#### [Problem statement]
Of the entries below, copy only those lines that contain the word "says".

#### [Recorded information]
PR #286, opened 2022-02-16
Fix tests for sub_group_mask

kopylovanat:


ProGTX (approved):

tests/extension/oneapi_sub_group_mask/sub_group_mask_flip_api.cpp
```diff
@@ -18,11 +18,16 @@ using namespace sycl_cts;
 struct check_result_flip {
   bool operator()(sycl::ext::oneapi::sub_group_mask &sub_group_mask,
                   const sycl::sub_group &sub_group) {
-    unsigned long before_flip, after_flip;
-    sub_group_mask.extract_bits(before_flip);
+    // since all bits need to be checked and size of sub_group_mask is not
+    // known beforehand we can't use fixed type to extract bits and check them
+    // after the flip
```
bader, line 23: I disagree with the statement and suggest removing or adjusting this comment.
NOTE: there is no such a comment in tests/extension/oneapi_sub_group_mask/sub_group_mask_set_api.cpp

I think something like this should work:
```c++
    unsigned long before_flip, after_flip;
    sub_group_mask.extract_bits(before_flip);
    sub_group_mask.flip();
    sub_group_mask.extract_bits(after_flip);
    // mask off irrelevant bits
    unsigned long mask = ULONG_MAX << sub_group_mask.size();
    after_flip = after_flip & mask;
    before_flip = before_flip | ~mask;
    return after_flip == ~before_flip;
```
`unsigned long` size is not "fixed", but the same can be done with any fixed type as long as it can hold all `sub_group_mask` bits.

I guess the performance of this part is not critical, so I'm okay to have a loop as it's easier to read.

tests/extension/oneapi_sub_group_mask/sub_group_mask_insert_bits.cpp
```diff
@@ -34,7 +34,7 @@ void get_bits(sycl::marray<T, nElements> &out) {
 
 template <typename T>
 struct check_result_insert_bits {
-  bool operator()(const sycl::ext::oneapi::sub_group_mask &sub_group_mask,
```
bader, line 37: I think we should keep `const` here or pass by value. This operator is supposed to **check** mask properties and it might lead to unexpected bugs if it changes it.
Please, apply to all checkers.

kopylovanat: Changed to pass by value.

tests/extension/oneapi_sub_group_mask/sub_group_mask_flip_api.cpp
```diff
@@ -16,18 +16,21 @@ using namespace sycl_cts;
...
                   const sycl::sub_group &sub_group) {
     unsigned long before_flip, after_flip;
     sub_group_mask.extract_bits(before_flip);
     sub_group_mask.flip();
     sub_group_mask.extract_bits(after_flip);
-    return after_flip == ~before_flip;
+    // mask off irrelevant bits
+    unsigned long mask =
+        ULONG_MAX >> (CHAR_BIT * sizeof(unsigned long) - sub_group_mask.size());
+    return ((after_flip & before_flip) & mask) == 0;
```
bader, line 28: I'm fine this code as well, but it can be improved.

`CHAR_BIT * sizeof(unsigned long) - sub_group_mask.size()` <- I think we need to make sure that there are no UB in this expression.

> if the value of the right operand is negative or is greater or equal to the number of bits in the promoted left operand, the behavior is undefined

If I get it right, it means `0 < sub_group_mask.size() <= CHAR_BIT * sizeof(unsigned long)` should hold.

Side question: why do we use `unsigned long` here? The spec says:
> an integral type or a SYCL marray of integral types

How do we know that `sub_group_mask` fits into `unsigned long` type?

kopylovanat: > How do we know that `sub_group_mask` fits into `unsigned long` type?

`globalSize` is 32 in `sub_group_mask_common.h` so sub_group_mask's size is not expected to be bigger than that and `unsigned long`'s size is at least 32. Yes, we can use `exctract_bits()` with bigger types but it seems to be excessive here. 
That's also why it's expected `sub_group_mask.size() <= CHAR_BIT * sizeof(unsigned long)` to be true. Do you think that the test should check if it is true and, for example, return `false` if it's not?

bader: If `sub_group_mask.size() > CHAR_BIT * sizeof(unsigned long)` the test has UB (shift operand is negative) and we can't rely on the results.

kopylovanat: Added check to rule out UB.

bader: Where do we check `sub_group_mask.size() != 0`?

kopylovanat: Added check for `sub_group_mask.size() != 0`

tests/extension/oneapi_sub_group_mask/sub_group_mask_set_api.cpp
```diff
@@ -16,18 +16,25 @@ using namespace sycl_cts;
 #ifdef SYCL_EXT_ONEAPI_SUB_GROUP_MASK
 
 struct check_result_set {
-  bool operator()(sycl::ext::oneapi::sub_group_mask &sub_group_mask,
+  bool operator()(sycl::ext::oneapi::sub_group_mask sub_group_mask,
                   const sycl::sub_group &sub_group) {
+    int shift = CHAR_BIT * sizeof(unsigned long) - sub_group_mask.size();
+    // sub_group_mask's size is expected to be greater than 0 and not to be
+    // greater than 32 in these tests but check is added to make sure of it
+    if (shift < 0 || sub_group_mask.size() == 0) return false;
```
bader, line 24: To be pedantic till the end, then the comment doesn't correspond the code. `shift < 0` doesn't match "sub_group_mask's size is expected not to be greater than 32" if sizeof(unsigned long) > 4. There are platforms where sizeof(unsigled long) == 8.

It might be easier to make the check straightforward and do exactly what comment says before computing the `shift` value. In addition to that, I would consider rephrasing the comment to something like "sub_group_mask's size must be in the range between 0 (excluded) and 32 (included)".

kopylovanat: Changed to straightforward check and changed comment.

tests/extension/oneapi_sub_group_mask/sub_group_mask_flip_api.cpp
```diff
@@ -16,18 +16,25 @@ using namespace sycl_cts;
 #ifdef SYCL_EXT_ONEAPI_SUB_GROUP_MASK
 
 struct check_result_flip {
-  bool operator()(sycl::ext::oneapi::sub_group_mask &sub_group_mask,
+  bool operator()(sycl::ext::oneapi::sub_group_mask sub_group_mask,
                   const sycl::sub_group &sub_group) {
+    int shift = CHAR_BIT * sizeof(unsigned long) - sub_group_mask.size();
```
bader, line 21:
```suggestion
```
Dead code?

kopylovanat: Yes, sorry, removed.

bader (approved):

#### [Written reply]
Side question: why do we use `unsigned long` here? The spec says:
It might be easier to make the check straightforward and do exactly what comment says before computing the `shift` value. In addition to that, I would consider rephrasing the comment to something like "sub_group_mask's size must be in the range between 0 (excluded) and 32 (included)".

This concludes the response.